▶ [Stored data entries]
PR #3110, opened 2024-02-05
LF-3946 Show a fallback screen instead of white screen

kathyavini:
**Description**

- Installs the [react-error-boundary](https://github.com/bvaughn/react-error-boundary) package
- Wraps the App + routes with the Error Boundary
- Adds a fallback container which handles the reload + logout behaviour, including sending a tagged error to Sentry (tag is `fallback_user_action`; see [example event here](https://litefarm.sentry.io/issues/4947685358/events/14991a1b5da145b69c24d47c27bf37a3/))
- Adds the pure component + [Storybook](http://localhost:6006/?path=/docs/components-purereacterrorfallback--docs)
- Begins adding the new design system colours to `src/assets/colors.scss`

*Note about the `Failed to import dynamic module` error*:

Sadly I think the "TypeError: Failed to fetch dynamically imported module" error will not trigger the error boundary. I thought this would be considered an error in the `<Routes />` component, but you can see looking [at this Sentry error](https://litefarm.sentry.io/issues/4946614753/?project=5777759) that it is instead a system exception. If you scroll to the bottom and expand the Event Grouping Information, the `By In-App` section (which contains the Component Stack for an error within the React component tree), is empty.

Jira link: https://lite-farm.atlassian.net/browse/LF-3946

**Type of change**

**How Has This Been Tested?**

- [ ] Passes test case
- [x] Other (please explain)

I triggered what would normally be a whitescreen type error crash in two ways:
- clear the `litefarm_lang` local storage value and click the LF logo (inspired by our recent bug bash!)
- from transaction list, create an expense > view details > edit + save > view details > delete > back button until crash

I also tried to recreate the `Failed to fetch dynamically imported module` error, and as mentioned above, could not trigger the boundary that way. If you can think of any other kinds of known TypeError to test on, that would be great 🙏 

**Checklist:**


packages/webapp/src/stories/ReactErrorFallback/ReactErrorFallback.stories.tsx
```diff
@@ -0,0 +1,62 @@
...
+ */
+
+import { ReactNode } from 'react';
+import { Meta, StoryObj } from '@storybook/react';
+import { componentDecorators } from '../Pages/config/Decorators';
+import { PureReactErrorFallback } from '../../components/ErrorHandler/PureReactErrorFallback';
+import { Main } from '../../components/Typography';
+import styles from './styles.module.scss';
+
+// https://storybook.js.org/docs/writing-stories/typescript
```
SayakaOno, line 23: ❤️

packages/webapp/src/components/ErrorHandler/PureReactErrorFallback/index.tsx
```diff
@@ -0,0 +1,83 @@
...
+            <RefreshIcon className={styles.icon} />
+            {t('ERROR_FALLBACK.RELOAD')}
+          </TextButton>
+          <Main className={styles.or}>{t('common:OR')}</Main>
+          <TextButton className={styles.iconLink} onClick={handleLogout}>
+            <LogoutIcon className={styles.icon} />
+            {t('PROFILE_FLOATER.LOG_OUT')}
+          </TextButton>
+        </div>
+        <Main className={styles.supportText}>
```
SayakaOno, line 66: Should we make the email clickable?

SayakaOno (commented):
Looks great!

I made a `TypeError: Cannot read properties of undefined (reading 'value')` happen by adding `console.log(undefined.value);` and saw the fall back view :)

packages/webapp/src/components/ErrorHandler/PureReactErrorFallback/index.tsx
kathyavini: Yes! Good idea.

SayakaOno (dismissed):

antsgar:
@loicsans tagging you in this one for French translations

packages/webapp/src/components/ErrorHandler/PureReactErrorFallback/index.tsx
```diff
@@ -0,0 +1,83 @@
...
+  handleLogout: () => void;
+}
+
+export const PureReactErrorFallback = ({
+  handleReload,
+  handleLogout,
+}: PureReactErrorFallbackProps) => {
+  const { t } = useTranslation();
+
+  const isDesktop = useIsAboveBreakpoint('(min-width: 600px)');
```
antsgar, line 41: Lately we've been using MUI's breakpoints and their hook, in this case like this

`const isDesktop = useMediaQuery(theme.breakpoints.down('sm'));`

That way we always use the same breakpoints instead of typing in the number in the components. I think there's only one remaining component using `useIsAboveBreakpoint` which could be refactored as well and then we could remove the custom hook

packages/webapp/src/components/ErrorHandler/PureReactErrorFallback/styles.module.scss
```diff
@@ -0,0 +1,149 @@
...
+
+    p {
+      font-size: 14px;
+      letter-spacing: -0.308px;
+    }
+  }
+}
+
+.title {
+  color: #16423d; /* Figma's teal 900 on this page is not is not the app's teal 900 -- this should be checked */
```
antsgar, line 80: The app's var is close enough that we could probably use that one?

antsgar (commented):
Left a minor comment but this looks great! Love the new screens 🙂 and the use of Typescript!

packages/webapp/src/components/ErrorHandler/PureReactErrorFallback/index.tsx
kathyavini: No issues with this component, but for refactoring the last component that uses `useIsAboveBreakpoint`... the breakpoint is `856px`. Is it safe to round up to 900px (MUI breakpoint `md`)? @SayakaOno it is your component so I want to defer to you! This is the floating button on finances.

I think it looks okay at 900 but I want to make sure I'm not missing something 🙂

packages/webapp/src/components/ErrorHandler/PureReactErrorFallback/styles.module.scss
kathyavini: (Discussed today in tech daily but just noting here for GitHub too)...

▶ [Aim of the exercise] Every record must appear in the answer exactly as written.

▶ [Solution to the problem]
PR #3110, opened 2024-02-05
LF-3946 Show a fallback screen instead of white screen

kathyavini:
**Description**

- Installs the [react-error-boundary](https://github.com/bvaughn/react-error-boundary) package
- Wraps the App + routes with the Error Boundary
- Adds a fallback container which handles the reload + logout behaviour, including sending a tagged error to Sentry (tag is `fallback_user_action`; see [example event here](https://litefarm.sentry.io/issues/4947685358/events/14991a1b5da145b69c24d47c27bf37a3/))
- Adds the pure component + [Storybook](http://localhost:6006/?path=/docs/components-purereacterrorfallback--docs)
- Begins adding the new design system colours to `src/assets/colors.scss`

*Note about the `Failed to import dynamic module` error*:

Sadly I think the "TypeError: Failed to fetch dynamically imported module" error will not trigger the error boundary. I thought this would be considered an error in the `<Routes />` component, but you can see looking [at this Sentry error](https://litefarm.sentry.io/issues/4946614753/?project=5777759) that it is instead a system exception. If you scroll to the bottom and expand the Event Grouping Information, the `By In-App` section (which contains the Component Stack for an error within the React component tree), is empty.

Jira link: https://lite-farm.atlassian.net/browse/LF-3946

**Type of change**

**How Has This Been Tested?**

- [ ] Passes test case
- [x] Other (please explain)

I triggered what would normally be a whitescreen type error crash in two ways:
- clear the `litefarm_lang` local storage value and click the LF logo (inspired by our recent bug bash!)
- from transaction list, create an expense > view details > edit + save > view details > delete > back button until crash

I also tried to recreate the `Failed to fetch dynamically imported module` error, and as mentioned above, could not trigger the boundary that way. If you can think of any other kinds of known TypeError to test on, that would be great 🙏 

**Checklist:**


packages/webapp/src/stories/ReactErrorFallback/ReactErrorFallback.stories.tsx
```diff
@@ -0,0 +1,62 @@
...
+ */
+
+import { ReactNode } from 'react';
+import { Meta, StoryObj } from '@storybook/react';
+import { componentDecorators } from '../Pages/config/Decorators';
+import { PureReactErrorFallback } from '../../components/ErrorHandler/PureReactErrorFallback';
+import { Main } from '../../components/Typography';
+import styles from './styles.module.scss';
+
+// https://storybook.js.org/docs/writing-stories/typescript
```
SayakaOno, line 23: ❤️

packages/webapp/src/components/ErrorHandler/PureReactErrorFallback/index.tsx
```diff
@@ -0,0 +1,83 @@
...
+            <RefreshIcon className={styles.icon} />
+            {t('ERROR_FALLBACK.RELOAD')}
+          </TextButton>
+          <Main className={styles.or}>{t('common:OR')}</Main>
+          <TextButton className={styles.iconLink} onClick={handleLogout}>
+            <LogoutIcon className={styles.icon} />
+            {t('PROFILE_FLOATER.LOG_OUT')}
+          </TextButton>
+        </div>
+        <Main className={styles.supportText}>
```
SayakaOno, line 66: Should we make the email clickable?

SayakaOno (commented):
Looks great!

I made a `TypeError: Cannot read properties of undefined (reading 'value')` happen by adding `console.log(undefined.value);` and saw the fall back view :)

packages/webapp/src/components/ErrorHandler/PureReactErrorFallback/index.tsx
kathyavini: Yes! Good idea.

SayakaOno (dismissed):

antsgar:
@loicsans tagging you in this one for French translations

packages/webapp/src/components/ErrorHandler/PureReactErrorFallback/index.tsx
```diff
@@ -0,0 +1,83 @@
...
+  handleLogout: () => void;
+}
+
+export const PureReactErrorFallback = ({
+  handleReload,
+  handleLogout,
+}: PureReactErrorFallbackProps) => {
+  const { t } = useTranslation();
+
+  const isDesktop = useIsAboveBreakpoint('(min-width: 600px)');
```
antsgar, line 41: Lately we've been using MUI's breakpoints and their hook, in this case like this

`const isDesktop = useMediaQuery(theme.breakpoints.down('sm'));`

That way we always use the same breakpoints instead of typing in the number in the components. I think there's only one remaining component using `useIsAboveBreakpoint` which could be refactored as well and then we could remove the custom hook

packages/webapp/src/components/ErrorHandler/PureReactErrorFallback/styles.module.scss
```diff
@@ -0,0 +1,149 @@
...
+
+    p {
+      font-size: 14px;
+      letter-spacing: -0.308px;
+    }
+  }
+}
+
+.title {
+  color: #16423d; /* Figma's teal 900 on this page is not is not the app's teal 900 -- this should be checked */
```
antsgar, line 80: The app's var is close enough that we could probably use that one?

antsgar (commented):
Left a minor comment but this looks great! Love the new screens 🙂 and the use of Typescript!

packages/webapp/src/components/ErrorHandler/PureReactErrorFallback/index.tsx
kathyavini: No issues with this component, but for refactoring the last component that uses `useIsAboveBreakpoint`... the breakpoint is `856px`. Is it safe to round up to 900px (MUI breakpoint `md`)? @SayakaOno it is your component so I want to defer to you! This is the floating button on finances.

I think it looks okay at 900 but I want to make sure I'm not missing something 🙂

packages/webapp/src/components/ErrorHandler/PureReactErrorFallback/styles.module.scss
kathyavini: (Discussed today in tech daily but just noting here for GitHub too)...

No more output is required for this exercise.